PR #3677, opened 2021-12-21
Added RepoType telemetry for checkout task

DaniilShmelev:
We need this to check which percentage of users works with TFVC repos on Linux and Macos agents.


golubev-ivan (approved):

golubev-ivan:
I've tested this PR manually and it works fine!

alexander-smolyakov (approved):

### Task prompt:
Your job is to copy out every line from the records above that has the word "approved".

### Expected answer:
golubev-ivan (approved):
alexander-smolyakov (approved):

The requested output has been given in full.